Effect of non-uniform asymmetric heating on the thermal and entropy generation characteristics for flow of Al₂O₃-water nanofluid in a micro-channel

The purpose of this study is to numerically analyze the thermal and entropy generation characteristics on two-dimensional, incompressible, laminar single-phase flow of Al₂O₃-water nanofluid in a micro-channel subjected to asymmetric sinusoidal wall heating with varying amplitude, length of fluctuation period and phase difference of applied heat flux for Reynolds number in the range of 25-1000.
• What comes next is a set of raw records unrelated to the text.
PR #304, opened 2022-07-18
Fix/lump node plugin selection

elpoelma:
This modifies the set-property and remove-property commands to modify the modelnode and not replace it with a new one.
In the lump node plugin, we only remove the 'data-flagged-remove'-property if the modelnode has it.

### DIFF
--- a/addon/commands/node-properties/remove-property-command.ts
+++ b/addon/commands/node-properties/remove-property-command.ts
@@ -12,8 +12,8 @@ export default class RemovePropertyCommand extends Command {
 
   @logExecute
   execute(element: ModelElement, property: string) {
-    this.model.change((mutator) => {
-      mutator.removeProperty(element, property);
+    this.model.change(() => {
+      element.removeAttribute(property);
     });
   }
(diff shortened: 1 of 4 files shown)


elpoelma:
The old remove algorithm still uses the ModelTreeWalker which returns the wrong nodes, which causes an exception. The removeNew algorithm can not yet be used, as it merges text, which is not what we want in this situation (replacing a node between two text nodes). This PR circumvents this by not cloning and replacing the node when modifying an attribute, but simply by modifying the node itself.

elpoelma:
> The old remove algorithm still uses the ModelTreeWalker which returns the wrong nodes, which causes an exception. The removeNew algorithm can not yet be used, as it merges text, which is not what we want in this situation (replacing a node between two text nodes). This PR circumvents this by not cloning and replacing the node when modifying an attribute, but simply by modifying the node itself.

Aside from the element and text merging, removeNew also removes more elements (opening tags) than remove, so insert cannot easily replace remove by removeNew.

PR #306, opened 2022-07-24
Merge latest dev, Remove non-TEDI code, cleanup types&tests, rework commands

abeforgit:
Main api changes:
you can no longer call commands from the controller
you can now call commands from transactions with the following interface:
```
tr.commands.myCommand(args)
// and 
tr.commands.myCommand.canExecute(args)
```
Newly declared commands in typescript projects (this includes this codebase) need to be registered in the type system as follows:

```
declare module '@lblod/ember-rdfa-editor' {
   export interface Commands {
      myCommand: MyCommand
      }
}
```
This pattern is called [module augmentation](https://www.typescriptlang.org/docs/handbook/declaration-merging.html#module-augmentation). 

Controllers have a new convenience method which creates a new transaction, calls your callback on it and dispatches it, called `perform`
e.g.
```
controller.perform(tr => tr.commands.insertText({text, range}))
```
I've thought about adding a oneliner for the relatively common case where you only want to execute a single command, but I'm not convinced. I like exposing the transaction, the hope is that it will make it more visible when you are creating unnecessary transactions.

There is also `dryRun` which does the same as `perform` but does not dispatch the transaction. It is not shorter than creating a transaction and not dispatching it, but it may help express intent (creating and then not dispatching looks a bit like a mistake)

Various internal handlers now work on a controller instead of the editor instance, ideally I'd like to make sure that "anything a plugin can do, can be done via a controller", and things like handling input events are things I want plugins to be able to do.

The view and current state are now directly accessible from the controller. They should be considered read-only (but obviously are not, this is js after all).

**Known todos**: the tab handler seems broken in some cases. I'd planned to simplify it since it calculates its surrounding context in a way which is now a bit unnecesarily complex.

There are a few dummy plugins with commented out code in /addon/plugins
these are what should replace the inputplugins, and the commented is the inputplugin code added there for convenience. 
I'd hoped to convert these but I ran out of time.
This will require the capability for plugins to intercept and react to input events. This is different from reacting on transactions and is necessary alongside it for plugins to finally be able to do everything. This is also different from the old eventbus, since plugins can never create inputevents, thus avoiding any infinite loop scenarios.
Undecided if we should wrap the incoming dom events or directly pass them through.


elpoelma:
- [ ] Fix and simplify tab handler
- [ ] Fix cursor handling around tables
- [ ] Add the capability for plugins to react on input events.
- [ ] Convert input plugins

elpoelma:
The new way to call commands on the transaction and the dryrun, perform methods look sane.

elpoelma:
Conversion of input plugins:

- [ ] anchor
- [ ] list
- [ ] lump-node
- [ ] placeholder
- [ ] rdfa-confirmation?
- [ ] show-active-rdfa
- [ ] table

elpoelma:
Note: the targetRange provided with an InputEvent does not always seem to be correct, e.g. for deletion, it is possible that this range encapsulates too many nodes which results in too many nodes to be deleted.

PR #307, opened 2022-07-28
Feature/transactional api steps

elpoelma:
This PR introduces the concept of steps. The main idea is that each transaction consists of a series of steps. When the transaction is getting dispatched, transaction listeners are notified of the steps the transaction consists of and can repeatedly add steps to the transaction themselves.

This PR provides the abstract ```Step``` base class. It consists of an overridable ```execute``` method which in its most simple implementation takes a ```State``` object as input, applies some modifications to the state, and returns a ```State``` object as output.

Currently 3 implementations of ```Step``` exist:

- ```ConfigStep``` modifies the configuration of a state (given a key-value pair) and returns a new instance of a ```State``` object with the configuration modified.
- ```SelectionStep``` modifies the model-selection of a state (given a key-value pair) and returns a new instance of a ```State``` object with the model-selection modified.
- ```OperationStep``` applies an operation to the input state in place, and returns the same state object. These operations will mostly modify the content of the state document. This type of step is thus not yet immutable.

Both ```ConfigStep``` and ```SelectionStep``` work in an immutable way, they do not modify the state in place, but return a new instance of the state with their modifications.

Instead of subscribing to newly added operations, transaction-listeners now subscribe to newly added steps.

The ultimate goal is to make operations completely immutable: they ultimately should create a new version of the document. This document should not be a brute-force clone, but should only replace/clone the nodes which need to be replaced: the modified/removed/added nodes and the chain of parents.

TODO:

In order to implement fully immutable operations, model-nodes and model-positions require some structural changes:
- ```ModelNode``` instances should be parent-independent as well as sibling-independent. This means that a single model-node can be reused in different documents. Instances of ```ModelElement``` still keep track of their children. This means that when creating a new instance of a document with some modifications, most nodes can be reused.
- ```ModelPosition``` instances can be resolved based on the root node and a path of indices. A position keeps track of a list with nodes and indices.

Model-node parents and siblings can be resolved given a document-object/root-node. 

This concept also lays out the way to partial RDFa-updates as not all nodes in the document are copied.
RDFa-updates should only be necessary when the content of the document changes. Simple transactions with only selection/configuration changes should not have to recalculate the datastore based on the RDFa.

By not having to clone the whole document/update the whole datastore, the performance of transactions should increase significantly.


elpoelma:
Additionally, this PR also gets the show-active-rdfa plugin working again.

abeforgit (approved):
This feels very natural, I love it!

PR #308, opened 2022-08-08
Bump used node version and builder image

abeforgit:


abeforgit:
Fun fact: `npm ci` also runs `prepare` since npm 8

Dockerfile
```diff
@@ -4,6 +4,7 @@ LABEL maintainer="info@redpencil.io"
 
 WORKDIR /app
 COPY package.json package-lock.json ./
+COPY public ./public/
```
nvdk, line 7: why was this necessary?

abeforgit: because new npm now runs prepare scripts on `npm ci` :) which in our case includes the `svg-symbols` invocation, which needs the public folder to exist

The numerical computation is based on the Finite Element Method and the Lagrange finite element technique is used for approximating the flow variables within the computational domain.

The average Nusselt number increases with increasing Reynolds number (Re) for all the volume fractions of nanofluid. However, the total entropy generation decreases up to a critical value of Re and increases thereafter. Increase in volume fraction shifts the critical Re towards the lower Re regime. The average Nusselt number and total entropy generation increase with amplitude and length of fluctuation period of heat flux. The optimal choice of volume fraction for lesser entropy generation and higher heat transfer is found to be 3 per cent independent of the value of amplitude, length of fluctuation period and phase difference of the heat flux.

To the best of authors’ knowledge, the interplay of various parameters concerning non-uniform heating in achieving the maximum heat transfer with minimum irreversibility has not been investigated. Focusing on this agenda, the results of this study would benefit the industrial sector in achieving the maximum heat transfer at the cost of minimum irreversibilities with an optimal choice of inlet Reynolds number, volume fraction of nanofluid, amplitude, length of the period of fluctuation of heat flux and phase difference of applied heat flux.